As the demand of delivering fast and concise information increase, hashtags and tweets are getting more popular on social media. It is not very hard to notice hashtags often co-occur in the same tweet. If you click on one hashtag on Twitter, a page with all the tweets containing the clicked hashtag would appear, along with many co-occurred hashtags. This means the clicked hashtag can lead to many other hashtags. In this project, I will analyze and visualize the probability of one hashtag leading to another hashtag. Full details and source code can be found on my GitHub.

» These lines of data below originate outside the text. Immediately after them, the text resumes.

PR #92, opened 2023-02-27
Fix syntax in examples in root readme.

shea-parkes:
Do this because the environment variable pulls did not have closing quotes on their string literals.


susodapop (approved):
LGTM. Nice catch thanks!

PR #93, opened 2023-03-07
Fix logging statements in oauth.py

jbylund:
* fix a couple logging statements (lazy parameters, right number of args), left one as a string interpolation because the message is also used in an exception
* add some timeouts to http requests

### DIFF
--- a/src/databricks/sql/auth/oauth.py
+++ b/src/databricks/sql/auth/oauth.py
@@ -17,6 +17,7 @@ from databricks.sql.auth.oauth_http_handler import OAuthHttpSingleRequestHandler
 
 logger = logging.getLogger(__name__)
 
+# pylint: disable=invalid-name
 
 class OAuthManager:
     OIDC_REDIRECTOR_PATH = "oidc"
@@ -38,12 +39,12 @@ class OAuthManager:
     def __fetch_well_known_config(idp_url: str):
         known_config_url = f"{idp_url}/.well-known/oauth-authorization-server"
         try:
-            response = requests.get(url=known_config_url)
+            response = requests.get(url=known_config_url, timeout=10)
         except RequestException as e:
             logger.error(
-                f"Unable to fetch OAuth configuration from {idp_url}.\n"
+                "Unable to fetch OAuth configuration from %s.\n"
                 "Verify it is a valid workspace URL and that OAuth is "
-                "enabled on this account."
+                "enabled on this account.", idp_url
             )
             raise e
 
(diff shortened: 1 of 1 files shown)


src/databricks/sql/auth/oauth.py
```diff
@@ -38,12 +40,13 @@ def __get_redirect_url(redirect_port: int):
     def __fetch_well_known_config(idp_url: str):
         known_config_url = f"{idp_url}/.well-known/oauth-authorization-server"
         try:
-            response = requests.get(url=known_config_url)
+            response = requests.get(url=known_config_url, timeout=10)
         except RequestException as e:
             logger.error(
-                f"Unable to fetch OAuth configuration from {idp_url}.\n"
+                "Unable to fetch OAuth configuration from %s.\n"
```
susodapop, line 46: Why the change from f-strings throughout?

src/databricks/sql/auth/oauth.py
```diff
@@ -38,12 +40,13 @@ def __get_redirect_url(redirect_port: int):
     def __fetch_well_known_config(idp_url: str):
         known_config_url = f"{idp_url}/.well-known/oauth-authorization-server"
         try:
-            response = requests.get(url=known_config_url)
+            response = requests.get(url=known_config_url, timeout=10)
```
susodapop, line 43: Generally we like to keep these timeouts configurable. Perhaps when instantiating the OAuthManager?

susodapop (changes requested):
Sorry if I'm being foggy-brained here, but apart from the timeouts I'm not clear what this PR actually changes? The log messages appear to be the same, but using the older string interpolation syntax. For this repository f-strings are the preferred direction.

jbylund:
> Sorry if I'm being foggy-brained here, but apart from the timeouts I'm not clear what this PR actually changes? The log messages appear to be the same, but using the older string interpolation syntax. For this repository f-strings are the preferred direction.

I had assumed %-formatting and passing args to the logging call would be preferred because that's the recommended pattern for logging. I think there are some benefits to using %-formatting for logging calls (it's lazy which helps performance and makes writing log handlers easier).

I don't need this pr any longer (and it's got a conflict now), so unless you want to change the logging style I'll just close this. If you would like to change the logging formatting repo wide I'd be happy to take that on and maybe add a check to the ci pipeline.

src/databricks/sql/auth/oauth.py
```diff
@@ -96,24 +100,25 @@ def __get_authorization_code(self, client, auth_url, scope, state, challenge):
...
                     httpd.handle_request()
                 self.redirect_port = port
                 break
             except OSError as e:
                 if e.errno == 48:
-                    logger.info(f"Port {port} is in use")
+                    logger.info("Port %d is in use", port)
                     last_error = e
             except Exception as e:
-                logger.error("unexpected error", e)
```
jbylund, line 113: This is probably the issue that brought me here in the first place. The format string here has no positions for arguments, but one argument was provided.

susodapop:
I think for now we should certainly fix the failed logging statement on line 113 (marker included but no value provided). I can do that with this current PR so you get the contribution credit or we can file it as a follow-up. Any preference?

susodapop:
Closing in favour of #269. This change will be part of the next release.

PR #101, opened 2023-04-07
Add external auth provider

andrefurlan-db:
Using Databricks Python SDK as external API reference.

This allows for skipping authentication in the driver and using any auth mechanism available - custom or from databricks-sdk.

### DIFF
--- a/examples/custom_cred_provider.py
+++ b/examples/custom_cred_provider.py
@@ -1,3 +1,5 @@
+# please install databricks-sdk prior to running this example.
+
 from databricks import sql
 from databricks.sdk.oauth import OAuthClient
 import os
@@ -16,7 +18,7 @@ with sql.connect(server_hostname = os.getenv("DATABRICKS_SERVER_HOSTNAME"),
                  http_path       = os.getenv("DATABRICKS_HTTP_PATH"),
                  credentials_provider=creds) as connection:
 
-    for x in range(1, 100):
+    for x in range(1, 5):
         cursor = connection.cursor()
         cursor.execute('SELECT 1+1')
         result = cursor.fetchall()
--- a/examples/custom_cred_provider.py
+++ b/examples/custom_cred_provider.py
@@ -1,4 +1,4 @@
-# please pip install databricks-sdk prior to running this example.
+# please install databricks-sdk prior to running this example.
 
 from databricks import sql
 from databricks.sdk.oauth import OAuthClient
--- a/examples/custom_cred_provider.py
+++ b/examples/custom_cred_provider.py
@@ -1,0 +1,27 @@
+from databricks import sql
+from databricks.sdk.oauth import OAuthClient
+import os
+
+oauth_client = OAuthClient(host=os.getenv("DATABRICKS_SERVER_HOSTNAME"),
+                           client_id=os.getenv("DATABRICKS_CLIENT_ID"),
+                           client_secret=os.getenv("DATABRICKS_CLIENT_SECRET"),
+                           redirect_url=os.getenv("APP_REDIRECT_URL"),
+                           scopes=['all-apis', 'offline_access'])
+
+consent = oauth_client.initiate_consent()
+
+creds = consent.launch_external_browser()
+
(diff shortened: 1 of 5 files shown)


examples/custom_cred_provider.py
```diff
@@ -0,0 +1,27 @@
+from databricks import sql
+from databricks.sdk.oauth import OAuthClient
```
susodapop, line 2: This import only works if databricks-sdk is installed, which is not currently part of `pyproject.toml`. I can show you how to add this requirement and regenerate poetry.lock. Else we should note in a docstring or comment that users should `pip install databricks-sdk`

examples/custom_cred_provider.py
```diff
@@ -0,0 +1,27 @@
...
+import os
+
+oauth_client = OAuthClient(host=os.getenv("DATABRICKS_SERVER_HOSTNAME"),
+                           client_id=os.getenv("DATABRICKS_CLIENT_ID"),
+                           client_secret=os.getenv("DATABRICKS_CLIENT_SECRET"),
+                           redirect_url=os.getenv("APP_REDIRECT_URL"),
+                           scopes=['all-apis', 'offline_access'])
```
susodapop, line 9: Are these scopes documented anywhere?

examples/custom_cred_provider.py
```diff
@@ -0,0 +1,27 @@
...
+
+consent = oauth_client.initiate_consent()
+
+creds = consent.launch_external_browser()
+
+with sql.connect(server_hostname = os.getenv("DATABRICKS_SERVER_HOSTNAME"),
+                 http_path       = os.getenv("DATABRICKS_HTTP_PATH"),
+                 credentials_provider=creds) as connection:
+
+    for x in range(1, 100):
```
susodapop, line 19:
```suggestion
    for x in range(1, 5):
```

It seems excessive for demo code to make 100 roundtrips to prove it works 🤷

src/databricks/sql/auth/authenticators.py
```diff
@@ -14,6 +15,22 @@ def add_headers(self, request_headers: Dict[str, str]):
...
+HeaderFactory = Callable[[], Dict[str, str]]
+
+# In order to keep compatibility with SDK
+class CredentialsProvider(abc.ABC):
+    """CredentialsProvider is the protocol (call-side interface)
+    for authenticating requests to Databricks REST APIs"""
+
+    @abc.abstractmethod
+    def auth_type(self) -> str:
+        ...
```
susodapop, line 27: What does ellipsis `...` do here? I've never seen that syntax in Python

tests/unit/test_auth.py
```diff
@@ -37,6 +38,22 @@ def test_noop_auth_provider(self):
         self.assertEqual(len(http_request.keys()), 1)
         self.assertEqual(http_request['myKey'], 'myVal')
 
+    def test_external_provider(self):
+        class MyProvider(CredentialsProvider):
+                def auth_type(self) -> str:
+                    return "mine"
+
+                def __call__(self, *args, **kwargs) -> HeaderFactory:
+                    return lambda: {"foo": "bar"}
```
susodapop, line 47: Clever trick!

susodapop (approved):
Looks good. Couple comments.

examples/custom_cred_provider.py
andrefurlan-db: I added a comment in the file and readme. Thanks for pointing it out!

examples/custom_cred_provider.py
andrefurlan-db: yes, they are. But this is just the example, so I went with the basic ones

examples/custom_cred_provider.py
andrefurlan-db: yeap, you're right

examples/custom_cred_provider.py
```diff
@@ -1,3 +1,5 @@
+# please install databricks-sdk prior to running this example.
```
susodapop, line 1:
```suggestion
# please pip install databricks-sdk prior to running this example.
```

susodapop (approved):
Might as well show the full command here.

PR #105, opened 2023-04-15
Automatically run integration tests

susodapop:
This pull request turns on automatic integration test execution following the pattern of dbt-databricks.

- Tests will run automatically against our DECO workspace whenever changes are pushed to a branch _on this repository_ but not on pushes to branches of forks.

Work still required:

- [ ] DECO team needs to make their environment secrets available to this repository (all tests fail as of 15 April 2023)
- [ ] CONTRIBUTING guide needs to be updated similar to dbt-databricks
- [ ] Some of the tests should be temporarily marked as skipped because they've been failing for awhile (not a pysql issue -- just changes to thrift server)

Notes:

* I moved the staging ingestion tests into their own mixin so they would match the pattern of the other driver tests.
* I'd like to add a real integration test that proves our http proxies work as well

### DIFF
--- a/.github/workflows/integration.yml
+++ b/.github/workflows/integration.yml
@@ -1,0 +1,61 @@
+name: Integration Tests
+on:
+  push
+jobs:
+  run-integration-tests:
+    runs-on: ubuntu-latest
+    environment: azure-prod-pecou
+    strategy:
+      matrix:
+        # python-version: [3.7, 3.8, 3.9, "3.10", "3.11"]
+          python-version: [3.7, 3.8]
+    env:
+      host: ${{ secrets.DATABRICKS_HOST }}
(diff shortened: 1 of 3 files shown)


.github/workflows/integration.yml
```diff
@@ -0,0 +1,61 @@
+name: Integration Tests
+on:
+  push
+jobs:
+  run-integration-tests:
+    runs-on: ubuntu-latest
+    environment: azure-prod-pecou
+    strategy:
+      matrix:
+        # python-version: [3.7, 3.8, 3.9, "3.10", "3.11"]
```
susodapop, line 10: Waiting to enable for the whole matrix until I can see it working for 3.7 and 3.8

susodapop:
Closing this PR as we've significantly re-architected some of these tests. Will give it another go once we have our new, dedicated infra for this.

PR #113, opened 2023-04-28
Relax sqlalchemy requirement

susodapop:
## Description

The existing sqlalchemy dependency specified version was the _current_ release of sqlalchemy at the time we developed our dialect. But it blocks some Databricks customers from using the connector if they have an older sqlalchemy installed. This PR relaxes our requirement since none of our core features are that picky about minor versions or patches.

I also added a segment to CONTRIBUTING.md that shows how to make changes like this in the future.

### DIFF
--- a/CHANGELOG.md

I first tried to get data from the official Twitter API. I sent a request to Twitter. However, till this day, Twitter never got back to me… So I downloaded data using twitterscraper. The downloaded data contain many features including tweet_id, timezone, user_id, user_name, tweet, language and etc. For the purpose of the project, only the features tweet_id, tweet and hashtags are included.

## Build SQL Database:

A SQL DB is used to maintain a more organized and sustainable workflow.

The schema is shown below:

That is, I built three MySQL tables:

• Table tweets contains columns: tweet_id (primary key), tweet
• Table hashtags contains columns: hashtag_id (primary_key), hashtag
• Relational Table tweet_hashtags contains columns: tweet_id, hashtag_id, count (count each pair of tweet_id and hashtag_id)

## Insert Data into SQL Database:

I found inserting data this way is not the most sustainable way to do it, as errors occurring before committing changes in a transaction leave the transaction hanging and the database locked.

A screenshot of the tables populated with data:

Tweets Table
Hashtags Table Tweet and Hashtag Count Table

## Calculate the Probability of One Hashtag Leading to Another Hashtag:

Background Information: Two hashtags can be directly connected by appearing in the same tweet, or can be indirectly connected by connecting through one or more hashtags. In other words, in the example tweet "I love #dogs and #cats", #dogs and #cats are directly connected, because they appeared in the same tweet. If there is another tweet "#cats are the best #pets", this makes #dogs and #pets indirectly connected through #cats.

For the simplicity of the project, I calculated and visualized the probability based only on the direct connection of two hashtags, and then visualized indirect connections via graph clustering and layout (see section below).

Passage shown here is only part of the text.